PR #8643, opened 2025-06-16
New module: vclust/align

Joon-Klaps:
## PR checklist

Closes #XXX 

- [ ] Add a resource `label`
  - For modules:
  - For subworkflows:

### DIFF
--- a/modules/nf-core/vclust/align/tests/main.nf.test
+++ b/modules/nf-core/vclust/align/tests/main.nf.test
@@ -1,0 +1,100 @@
+nextflow_process {
+
+    name "Test Process VCLUST_ALIGN"
+    script "../main.nf"
+    process "VCLUST_ALIGN"
+
+    tag "modules"
+    tag "modules_nfcore"
+    tag "vclust"
+    tag "vclust/align"
+    tag "vclust/prefilter"
+
+    test("sarscov2 - contigs") {
+
+        when {
+            process {
+                """
+
+                input[0] = [
+                    [ id:'test', single_end:false ], // meta map
+                    file(params.modules_testdata_base_path + 'genomics/sarscov2/illumina/fasta/contigs.fasta', checkIfExists: true),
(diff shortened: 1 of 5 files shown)


LeonHafner:
Why not generate the alignment file by default? Do you think it's too much overhead? I'm not sure how large these files can get.
Generating it by default would remove the need for an extra input option and the associated logic.
The file would always be written to the output channel, and users could use it as needed.

If that's too costly, I'm fine sticking with the current setup.

Joon-Klaps:
Since its not generated by default, i kept that logic. I'm not entirely sure how vclust filters the alignment results but they can get pretty big when you have a lot of genomes that have high ANI.

modules/nf-core/vclust/align/tests/main.nf.test
```diff
@@ -0,0 +1,133 @@
...
+            }
+        }
+
+        then {
+            assertAll(
+                { assert process.success },
+                { assert snapshot(
+                    process.out.txt,
+                    process.out.ids,
+                    file(process.out.aln[0][1]).readLines()[0],
```
LeonHafner: That's probably because the alignments aren't sorted, right?

Joon-Klaps: Yes, tried sorting the table with the nf-tes csv plugin but that also didn't result in a stable result. some rows still weren't matching, the table is also pretty big for a snapshot as it will include all rows (42) and columns. Making the snapshot difficult to follow. Hence I snapshoted jus the number of rows and the column names.

LeonHafner (approved):
LGTM!

Joon-Klaps:
@LeonHafner thanks for the review! I noticed at the very end that there was an output file missing in the snapshot, i fixed it with the final commit.

LeonHafner:
Good catch, feel free to proceed with the merge.

PR #8646, opened 2025-06-16
Make sure to only skip nf-test for meta.yml files

mashehu:
The current setup also skips if additional files are changed. this checks first which files are changed.


mirpedrol (approved):
LGTM

PR #7727, opened 2025-03-02
`ASCAT` migration to nf-test

LouisLeNezet:
## PR checklist

Closes #7533 #5170
Should also close PR #5314

- [ ] This comment contains a description of changes (with reason).
- [ ] If you've fixed a bug or added code that should be tested, add tests!
- [ ] If you've added a new tool - have you followed the module conventions in the [contribution docs](https://github.com/nf-core/modules/tree/master/.github/CONTRIBUTING.md)
- [ ] If necessary, include test data in your PR.
- [ ] Remove all TODO statements.
- [ ] Emit the `versions.yml` file.
- [ ] Follow the naming conventions.
- [ ] Follow the parameters requirements.
- [ ] Follow the input/output options guidelines.
- [ ] Add a resource `label`
- [ ] Use BioConda and BioContainers if possible to fulfil software requirements.
- Ensure that the test works with either Docker / Singularity. Conda CI tests can be quite flaky:
  - For modules:
    - [ ] `nf-core modules test <MODULE> --profile docker`
    - [ ] `nf-core modules test <MODULE> --profile singularity`
    - [ ] `nf-core modules test <MODULE> --profile conda`
  - For subworkflows:
    - [ ] `nf-core subworkflows test <SUBWORKFLOW> --profile docker`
____________
Problem details
The data must be retyped in full, exactly as it reads.

The completed task
PR #8643, opened 2025-06-16
New module: vclust/align

Joon-Klaps:
## PR checklist

Closes #XXX 

- [ ] Add a resource `label`
  - For modules:
  - For subworkflows:

### DIFF
--- a/modules/nf-core/vclust/align/tests/main.nf.test
+++ b/modules/nf-core/vclust/align/tests/main.nf.test
@@ -1,0 +1,100 @@
+nextflow_process {
+
+    name "Test Process VCLUST_ALIGN"
+    script "../main.nf"
+    process "VCLUST_ALIGN"
+
+    tag "modules"
+    tag "modules_nfcore"
+    tag "vclust"
+    tag "vclust/align"
+    tag "vclust/prefilter"
+
+    test("sarscov2 - contigs") {
+
+        when {
+            process {
+                """
+
+                input[0] = [
+                    [ id:'test', single_end:false ], // meta map
+                    file(params.modules_testdata_base_path + 'genomics/sarscov2/illumina/fasta/contigs.fasta', checkIfExists: true),
(diff shortened: 1 of 5 files shown)


LeonHafner:
Why not generate the alignment file by default? Do you think it's too much overhead? I'm not sure how large these files can get.
Generating it by default would remove the need for an extra input option and the associated logic.
The file would always be written to the output channel, and users could use it as needed.

If that's too costly, I'm fine sticking with the current setup.

Joon-Klaps:
Since its not generated by default, i kept that logic. I'm not entirely sure how vclust filters the alignment results but they can get pretty big when you have a lot of genomes that have high ANI.

modules/nf-core/vclust/align/tests/main.nf.test
```diff
@@ -0,0 +1,133 @@
...
+            }
+        }
+
+        then {
+            assertAll(
+                { assert process.success },
+                { assert snapshot(
+                    process.out.txt,
+                    process.out.ids,
+                    file(process.out.aln[0][1]).readLines()[0],
```
LeonHafner: That's probably because the alignments aren't sorted, right?

Joon-Klaps: Yes, tried sorting the table with the nf-tes csv plugin but that also didn't result in a stable result. some rows still weren't matching, the table is also pretty big for a snapshot as it will include all rows (42) and columns. Making the snapshot difficult to follow. Hence I snapshoted jus the number of rows and the column names.

LeonHafner (approved):
LGTM!

Joon-Klaps:
@LeonHafner thanks for the review! I noticed at the very end that there was an output file missing in the snapshot, i fixed it with the final commit.

LeonHafner:
Good catch, feel free to proceed with the merge.

PR #8646, opened 2025-06-16
Make sure to only skip nf-test for meta.yml files

mashehu:
The current setup also skips if additional files are changed. this checks first which files are changed.


mirpedrol (approved):
LGTM

PR #7727, opened 2025-03-02
`ASCAT` migration to nf-test

LouisLeNezet:
## PR checklist

Closes #7533 #5170
Should also close PR #5314

- [ ] This comment contains a description of changes (with reason).
- [ ] If you've fixed a bug or added code that should be tested, add tests!
- [ ] If you've added a new tool - have you followed the module conventions in the [contribution docs](https://github.com/nf-core/modules/tree/master/.github/CONTRIBUTING.md)
- [ ] If necessary, include test data in your PR.
- [ ] Remove all TODO statements.
- [ ] Emit the `versions.yml` file.
- [ ] Follow the naming conventions.
- [ ] Follow the parameters requirements.
- [ ] Follow the input/output options guidelines.
- [ ] Add a resource `label`
- [ ] Use BioConda and BioContainers if possible to fulfil software requirements.
- Ensure that the test works with either Docker / Singularity. Conda CI tests can be quite flaky:
  - For modules:
    - [ ] `nf-core modules test <MODULE> --profile docker`
    - [ ] `nf-core modules test <MODULE> --profile singularity`
    - [ ] `nf-core modules test <MODULE> --profile conda`
  - For subworkflows:
    - [ ] `nf-core subworkflows test <SUBWORKFLOW> --profile docker`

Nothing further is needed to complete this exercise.